PR #13287, opened 2019-04-11
fix(gatsby-image): ensure that currentSrc exists

thebuilder:
Trying to read `currentSrc` before it has been set throws an `Unable to get property 'length' of undefined or null reference` error.
It should be an empty string, but IE11 can return `undefined`.

The issue was introduced by #12468 - it's simply missing an extra guard to ensure the value is defined.

### DIFF
--- a/packages/gatsby-image/src/index.js
+++ b/packages/gatsby-image/src/index.js
@@ -224,7 +224,7 @@ class Image extends React.Component {
         this.setState({ isVisible: true }, () =>
           this.setState({
             imgLoaded: imageInCache,
-            imgCached: this.imageRef.current.currentSrc && this.imageRef.current.currentSrc.length > 0,
+            imgCached: !!this.imageRef.current.currentSrc,
           })
         )
       })
--- a/packages/gatsby-image/src/index.js
+++ b/packages/gatsby-image/src/index.js
@@ -224,7 +224,7 @@ class Image extends React.Component {
         this.setState({ isVisible: true }, () =>
           this.setState({
             imgLoaded: imageInCache,
-            imgCached: this.imageRef.current.currentSrc.length > 0,
+            imgCached: this.imageRef.current.currentSrc && this.imageRef.current.currentSrc.length > 0,
           })
         )
       })


packages/gatsby-image/src/index.js
```diff
@@ -224,7 +224,7 @@ class Image extends React.Component {
         this.setState({ isVisible: true }, () =>
           this.setState({
             imgLoaded: imageInCache,
-            imgCached: this.imageRef.current.currentSrc.length > 0,
+            imgCached: !!this.imageRef.current.currentSrc,
```
pieh: this changes behaviour (`!![]` is true, because empty array is truthy). Adding sanity check seems better here?
```suggestion
            imgCached: this.imageRef.current.currentSrc && this.imageRef.current.currentSrc.length > 0,
```

pieh: I just noticed this is exactly what you had initially ;)

thebuilder: But `currenctSrc` is `DOMString`, not an `Array`. I'm thinking the initial solution was just another way of ensuring it wasn't an empty `string`

thebuilder: Either will work, but the `length` check just seems redundant for a string.

wardpeet:
I'm on ie11 and I don't get this issue as it's wrapped inside IOSupported which is never true on ie11. Nonetheless, it's an ok check

thebuilder:
> I'm on ie11 and I don't get this issue as it's wrapped inside IOSupported which is never true on ie11. Nonetheless, it's an ok check

The error i caught: https://sentry.io/share/issue/da7dc5b5859943e09889b2089f52ee3b/

There's a lot of moving parts, in `gatsby-image` - Most likely the issue is triggered by the stack i'm using it with, combining Contentful with an ObjectFit polyfill.

packages/gatsby-image/src/index.js
polarathene: @thebuilder It had to be a string that was not empty. Sorry for the confusion with how I approached that.

I had unfortunately not tested other cases outside of native IO support with desktop Chrome. I'm pretty sure other paths could cause it to not work correctly, which the new `loading` attribute for native browser lazy-load support may also introduce..

There is a longer more drawn out way to check for a cache, but adds much more delay to be reliable due to Promise / setTimeout to check if the `currentSrc` had been updated since.

Did you confirm that the caching detection was correctly working for when a cache was and was not present? Would it be better to compare to an empty string than the `!!` approach?(which isn't particularly clear at first glance with no comments, had to look up git blame to find this once it caught my eye).

thebuilder: The reason i went with `!!` (and we can add this as a comment to clarify), is that it validates that the value not `undefined`, `null` or empty `""`.

I think this is a fine way of checking if the src is cached. You already get an async delay by using the `IntersectionObserver`, no need to increase it.

I'd personally consider it a graceful fallback if the internal caching isn't working 100% in an old browser like IE, as long as it still loads the image.

polarathene: @thebuilder Ah ok, yeah a comment might be helpful to clarify that. Are there cases where it's not an empty string? Or is that just assumed?

> You already get an async delay by using the IntersectionObserver, no need to increase it.

IO is delaying when the main image element is "mounted"/rendered by flipping `isVisible` to true. Prior to that, the`currentSrc` isn't available. The ref that is assigned, isn't attached to anything until that point.

As mentioned, I believe there are some routes/paths in the code where I haven't tested, I don't have IE on hand either. Not a big loss though, just avoids some transition effect / rendering when the image is in the browsers cache(while the other cache logic is for run-time cache).

Thanks for catching this though and fixing it! :)

thebuilder: It should always be a (empty) string. But, as the issue is about, IE can have the `currentSrc` as `undefined` instead of an empty string.

PR #13289, opened 2019-04-11
fix: Get parent not root File node in resolver

### LINKED ISSUE #13267: File path infer problem
Assuming I have three node

```
A = {
internal: {type: "File"},
children: [B],
parent: null,
absolutePath: '/home/test/a'
}

B = {
internal: {type: "File"},
children: [C],
parent: A
absolutePath: '/home/test/b'
}
C = {
internal: {type: "Custom"}
children: [],
parent: B,
cover: './featured.png'
}
```

I hope C's property (cover) will be inferred to `/home/test/b/featured.png`, but not  `/home/test/a/featured.png`.

Is it possible get the `/home/test/b/featured.png` cover?
or 
have any custom condition function to stop find root node?

stefanprobst:
In the `fileByPath` resolver, we need a node's parent `File` node to resolve relative to absolute paths. For this we use `findRootNodeAncestor`, which will return a node's root node. This can be problematic for (unusual) scenarios like in #13267 where a node has more than one `File` node ancestor. We should just use the closest `File` parent.

Fixes #13267

### DIFF
--- a/packages/gatsby/src/schema/__tests__/queries-file.js
+++ b/packages/gatsby/src/schema/__tests__/queries-file.js
@@ -48,6 +48,30 @@ const nodes = [
     absolutePath: filePath(`test.txt`),
   },
   {
+    id: `file4`,
+    parent: `file5`,
+    children: [`test2`],
+    internal: {
+      type: `File`,
+      contentDigest: `file4`,
+    },
+    name: `parent.txt`,
+    dir: basePath,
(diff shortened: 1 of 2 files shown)


wardpeet:
Could we have a unit test for this one? In kitchen-sink perhaps?

stefanprobst:
Sure, test added!

PR #13568, opened 2019-04-23
Revert "chore(*): Use new createContentDigest helper (#8992)"

KyleAMathews:
This reverts commit c91d110807d900bc6b8aeb629ff319fb8e5b9a49 and PR https://github.com/gatsbyjs/gatsby/pull/8992

We can't introduce a new file to the core gatsby package and then also update packages to use it without having a fallback as people often update/install packages without updating core.

### DIFF
--- a/packages/gatsby-source-filesystem/package.json
+++ b/packages/gatsby-source-filesystem/package.json
@@ -36,7 +36,7 @@
   ],
   "license": "MIT",
   "peerDependencies": {
-    "gatsby": "^2.0.15"
+    "gatsby": "^2.0.0"
   },
   "repository": "https://github.com/gatsbyjs/gatsby/tree/master/packages/gatsby-source-filesystem",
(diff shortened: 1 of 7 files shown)


KyleAMathews:
There was a new file added https://github.com/gatsbyjs/gatsby/pull/8992/files#diff-7b0d4dc1ad15094456fc37848d323bb1

The problem is that `npm` doesn't enforce `peerDependencies` so while there'd be a warning, most people wouldn't see that and not understand why upgrading/installing a package broke things.

KyleAMathews:
Another problem @pieh just pointed out is that the `utils.js` file wasn't published due to https://github.com/gatsbyjs/gatsby/blob/master/packages/gatsby/package.json#L147-L152

Olanetsoft:
I still get the same error how do I fix it, please?

PR #13579, opened 2019-04-23
fix(docs): Fix setup code for Gatsby theme starter

erictleung:
## Description

The current code block is missing the name of the new Gatsby project and
thus will create an error when you run this code. This commit fixes and
adds a name for the Gatsby starter theme to get started.

## Related Issues

I couldn't find any.


pieh:
Thanks @erictleung!

PR #13028, opened 2019-04-02
feat(schema): Inference controls and improvements

freiksenet:
# Evolution of schema customization

## tl/dr

Try it now with `@schema-customization` tag.

```
yarn add gatsby@schema-customization
```

Use resolver directives/extensions to add default arguments or/and resolvers to fields.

★ ★ ★ ★ ★

### [Activity]
Give nothing but the count of lines in the listing above that hold the string "people".

### [Written solution]
2